FF Rate = 2.07 + 1.28 x Inflation - 1.95 x (Unemployment rate - NAIRU)
Paul Krugman preferred this equation to the original Taylor rule.
The original one can be expressed as follows, according to Taylor's own expression in his Bloomberg column.
FF Rate = 1 + 1.5 x Inflation + 0.5 x GDP gap
There are two merits in Rudebusch version over the original version:
- Parameters are deduced from actual data, whereas parameters in the original version are rather ad-hoc.
- Unemployment rate is more straightforward statistics compared to GDP gap.
On this Taylor rule matter, a commenter of this post at "Macro and Other Market Musings" blog made an interesting suggestion.
If you look at the Taylor rule, it does a balancing act between real GDP growth and inflation and only indirectly controls nominal GDP growth. It should be easy to modify the Taylor rule so it would directly control nominal GDP growth by dropping the inflation term and letting the (Yt-Yt*) term represent measured and desired GDPn instead of GDPr. The coefficients would have to be adjusted also.
It would be interesting to compare this modified Taylor rule with the standard Taylor rule over the last few years. Would this modified TR have instructed the Fed to drop the FFR at a faster rate than the standard TR over the past couple of years?
Intrigued by this comment, I defined NGDP-version Taylor rule as follows:
In this equation, I just replaced constant term and inflation term of Rudebusch version with NGDP Growth Rate, and rounded the coefficient of Unemployment term to nearest integer. It may be crude, but with the merit of simplicity. This equation says that the target rate should be set at minimum rate that suffices dynamic efficiency, once NAIRU is accomplished.
FF Rate = NGDP Growth Rate - 2 x (Unemployment rate - NAIRU)
Here is the graph of rate calculated by this version along with Rudebusch version and actual rate:
"FFR" is the actual Federal Fund Rate, "Rule" is the rate calculated by Rudebusch version, "ngdp" is the rate by NGDP version.
As you can see, NGDP version does urge FRB to act more quickly and boldly than either actual FFR or Rudebusch version. And that signal is not limited to past several years. S&L crisis, IT bubble and its burst, housing bubble and its burst,... In every case, NGDP version urged FRB to hike or drop FF Rate more quickly and boldly.
But aren't the parameters of this NGDP-version Taylor rule also ad-hoc? Um, maybe. So, now, let's see what happens if we conduct regression analysis like Rudebusch did, just replacing inflation term in his version with NGDP Growth Rate term. Here is the result:
FF Rate = 3.951 + 0.214 x NGDP Growth Rate - 1.714 x (Unemployment rate - NAIRU)

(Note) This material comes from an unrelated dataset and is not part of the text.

PR #313, opened 2022-04-17
refactor: drop duplicate executor.DestroyBuild call

cognifloyd:
The duplicate DestroyBuild call causes a bunch of errors in the log about the build already being destroyed.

Unfortunately, adjusted R-squared is not so high... 0.489, as opposed to 0.810 of Rudebusch version. The t-values are not so impressive either... 5.1, 1.6, -6.9, in above order. The t-value of NGDP term is not significant even at 10% level. This result verifies that FRB hasn't considered NGDP Growth Rate as policy target so far. (Maybe it's going to change hereafter, or, so it is hoped.)

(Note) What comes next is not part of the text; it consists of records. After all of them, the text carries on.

PR #314, opened 2022-04-17
refactor: cleanup context passing in kubernetes runtime

cognifloyd:
The API calls in the kubernetes runtime all use `context.Background()`. They should use the passed context instead.

Extracted from #304 so it can be reviewed separately.


jbrockopp (approved):
LGTM

wass3r (approved):

PR #316, opened 2022-04-18
tests: Convert internal/ tests to subtests

cognifloyd:
I use Goland to run `go test`. At least with Goland, `testing.Run()` improves the output and test selection. And it makes it easier to see which subtest has failed.

As I develop and refactor, I would really like to see this everywhere. This converts all tests under `internal/` like #312 did for `runtime/`.


jbrockopp (approved):
LGTM

wass3r (approved):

Add this NGDP regression version to the above graph, and you get this:
You can see that the movement is rather modified than original NGDP version. However, during 2002-2003 period, this version is the highest among the four.

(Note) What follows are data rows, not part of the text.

PR #317, opened 2022-04-20
enhancement: Make context handling for log streaming more explicit

cognifloyd:
Part of https://github.com/go-vela/community/issues/562

Implements the idea outlined in https://github.com/go-vela/community/issues/562#issuecomment-1100782504

### DIFF
--- a/executor/linux/build.go
+++ b/executor/linux/build.go
@@ -191,7 +191,7 @@ func (c *client) PlanBuild(ctx context.Context) error {
 // AssembleBuild prepares the containers within a build for execution.
 //
 // nolint: funlen // ignore function length due to comments and logging messages
-func (c *client) AssembleBuild(ctx context.Context) error {
+func (c *client) AssembleBuild(ctx context.Context, streamRequests chan<- executor.StreamRequest) error {
 	// defer taking a snapshot of the build
 	//
 	// https://pkg.go.dev/github.com/go-vela/worker/internal/build#Snapshot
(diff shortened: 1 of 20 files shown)


internal/message/stream.go
```diff
@@ -0,0 +1,44 @@
...
+
+	"github.com/go-vela/types/pipeline"
+)
+
+// StreamFunc is either StreamService or StreamStep in executor.Engine.
+type StreamFunc = func(context.Context, *pipeline.Container) error
+
+// StreamRequest is the message used to begin streaming for a container
+// (requests goes from ExecService / ExecStep to StreamBuild in executor).
+type StreamRequest struct {
```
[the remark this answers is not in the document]
cognifloyd: I pulled it out of the interface, so now this is entirely internal.

kneal (dismissed):
LGTM 🐬

cognifloyd:
I renamed `logCtx` to `streamCtx` because I will probably use `StreamBuild` to stream events as well as logs in the Kubernetes runtime (in a future PR).

I did the rename now since I was also merging in master, and that'll reduce the diff for the next PR without changing the diff/functionality of this one.

kneal (dismissed):
LGTM 🐬

executor/linux/build.go
```diff
@@ -491,6 +491,50 @@ func (c *client) ExecBuild(ctx context.Context) error {
...
+
+	defer func() {
+		c.Logger.Trace("waiting for stream functions to return")
+
+		err := streams.Wait()
+		if err != nil {
+			c.Logger.Errorf("error in a stream request, %v", err)
+		}
+
+		c.Logger.Trace("all stream functions have returned")
```
cognifloyd, line 510: I'm debating. Should this be a different level like Info? That way you can see that each of the stream goroutines have returned in prod.
```suggestion
		c.Logger.Info("all stream functions have returned")
```

wass3r: after running a few test runs, i agree. that is nice confirmation.

wass3r (commented):
ltgm as well - thanks for all the work! if you want to make that one log level change, i think we're good.

i do see some inconsistencies with logging mentioned somewhere else too, sometimes using .WithFields and duplicating info in the actual message and sometimes not, but that's outside of the scope of this PR.

cognifloyd:
@wass3r Fixed the log entry. :) This should be ready when you are.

In fact, if you compare this to what John Taylor asserts FF Rate should have been during this period, it's very close.
The black chain line is what John Taylor asserts as derived from his original version of Taylor rule.
And as for forecast period, i.e. after 2009 Q3, NGDP-Regression version indicates the highest level of FF Rate among three. This also fits what John Taylor asserts in the forementioned Bloomberg column. That is, he asserts that today's ideal FF Rate level is not far from zero, while Krugman and other people says it's lower than -5%. Although NGDP-Regression level is around -4%, it's still nearer to zero than other two rates.
Note: As for data other than NGDP in forecast period, I used Rudebusch's data. NGDP Growth rate in forecast period is set as 2009Q4=0.6%, 2010Q4=3.7%, 2011Q4=4.1% using CBO forecast, and linearly interpolated for intermediate period.
Update(Dec 10, 2009):
(click to enlarge)
This is what it looks like in Japan. Here, too, NGDP version urges to act more quickly and boldly than either actual policy rate or Rudebusch version.
(I didn't calculate NGDP-Regression version, because that regression is almost meaningless in Japan, which has been caught in liquidity trap for almost 15 years (as you can see in the above graph). I used 3.5% as NAIRU, based on Mr. kuma_asset's estimate. O/N rate became monetary policy tool since 1995 in Japan. Until then, discount rate was the policy rate.)